Mike Myers has a conspiratorial relationship with his followers - they revel in becoming part of his fantasies. In his Austin Powers films, he lived out a dream of burlesquing the Swingin' England era that made him a movie fan. His legions soared into the psychedelic ether with him. He does everything he can in The Love Guru to welcome his base into his latest flight of farce, but it's really more of a plummet.
If anyone should be wary of parodying self-help gurus who teach people how to love themselves, it's Myers, whose movies are overly star-centered even for star vehicles. Actually, all that Myers parodies in The Love Guru is the clumsy cross-cultural style of mass-market yogis: By the end, Deepak Chopra himself appears to give the Love Guru his blessing. As a broad satire of movements and movies that Myers probably treasures more than his audience, the movie is as fangless as it is thankless: a riff on personal empowerment swamped by its own let-it-all-hang-out brand of narcissism. The biggest laughs come from ribald elephant jokes.
As Guru Pitka, a son of dog stylists who became missionaries and left their child orphaned in India, Myers addresses the audience directly, jovially welcoming them into his latest baby-bawdy playground. (Marco Schnabel directed; Myers co-wrote with Graham Gordy and co-produced with Michael DeLuca.)

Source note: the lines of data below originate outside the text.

PR #2218, opened 2026-05-30
Support HTTP request method fallback

### LINKED ISSUE #1327: Support HTTP request method fallback
Some misconfigured webservers don't accept HEAD requests, but using HEAD is more efficient and appropriate in general. As rough but effective work-around, allow the configuration key`method` to be a list `["head", "get"]` instead of a string, where Lychee's checking algorithm falls back to the subsequent HTTP method in the list if the former gives and error response. Regrettably, in practice the response codes returned upon HEAD requests by these misconfigured webservers vary (404, 403, etc.), so don't bother to implement a fallback condition evaluator.

mre:
Previously, lychee only supported a single request method for all servers: HEAD.

This caused trouble, because some servers do not accept HEAD requests. However, using HEAD is a sane default, as it is more efficient/lightweight than GET requests.

Allow the configuration key method to be a list ["head", "get"] instead of a string, where Lychee's checking algorithm falls back to the subsequent HTTP method in the list if the former gives an error response.

This will always retry the request until the list of request methods gets exhausted. The only exception are timeouts, in which case the iteration stops and the status gets returned immediately.

Fixes https://github.com/lycheeverse/lychee/issues/1327
@sanmai-NL fyi


lychee-lib/src/types/methods.rs
mre, line 1: Three reasons why this is cool:
1. We can enforce that the list of methods is non-empty.
2. We can support `.methods(Method::HEAD)` as well as `.methods(reqwest::Method::GET` and multiple methods.
3. We move some of the method parsing logic from bin into one place in lib.

examples/builder/builder.rs
```diff
@@ -26,7 +26,7 @@ async fn main() -> Result<()> {
         .user_agent("custom useragent")
         .allow_insecure(true)
         .custom_headers(headers)
-        .method(Method::HEAD)
+        .methods(Method::HEAD)
```
mre: Arguably, we could keep `method` here. Then we'd avoid the breaking change and it reads equally nicely. Open for feedback.

lychee-lib/src/ratelimit/host/host.rs
```diff
@@ -28,8 +28,16 @@ use crate::{
...
 
-/// Per-host cache for storing request results
-type HostCache = DashMap<Uri, CacheableResponse>;
+/// Identifies a request for caching and de-duplication purposes.
+///
+/// The [`Method`] is part of the key because the same URL can yield different
+/// results per method (e.g. a server may reject `HEAD` but accept `GET`).
+/// Keying by method ensures method fallback re-requests instead of reusing a
+/// previous method's cached response.
+type RequestKey = (Method, Uri);
```
mre, line 37: If someone has an idea for a better name, I'm all ears. But at the end, we use it for a cache, so maybe `Request*Key*` is fine?

lychee-bin/src/config/mod.rs
```diff
@@ -534,12 +534,17 @@ pub(crate) struct Config {
     #[arg(short, long)]
     retry_wait_time: Option<u64>,
 
-    /// Request method
+    /// Request method(s)
+    ///
+    /// Accepts a single method or a comma-separated list. When multiple methods
+    /// are given, lychee tries each one in order and returns the first success.
+    /// This is useful for servers that reject `HEAD` requests: `--method head,get`
+    /// falls back to `GET` when `HEAD` fails.
```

Ever the shrewd showman, Myers provides droll gimmicks, including a reel-to-reel tape machine that allows him to talk in the perfect voice-over (that is, the voice of Morgan Freeman). Displaying his own new bass tones and East Indian accent, he sings an engaging specialty number over the opening credits - Dolly Parton's "Nine to Five" - accompanying himself on sitar as a Bollywood chorus line of voluptuous house-keepers tidy up his ashram. As comedy insurance, Myers enlists daffy supporting players, such as Ben Kingsley as the guru's guru, and Justin Timberlake as the best-endowed goalie in the National Hockey League, who both take "over the top" to volcanic extremes.
Myers uses an East-West comic smorgasbord to entice viewers into a world where spiritual counselors become rock stars by putting wisdom (or at least tautologies) into acronyms. Guru Pitka's most important acronym is DRAMA, his prescription for spiritual healing; the D stands for "Distraction" and the R for "Regression" - and, unfortunately, that's really as far as Myers gets when it comes to using it in the plot or illustrating it in his moviemaking. In fact, he combines Distraction and Regression, using a slew of gags about bodily functions and organ size to distract viewers from his lack of comic substance and make them regress to the easily excitable state of middle-school locker rooms.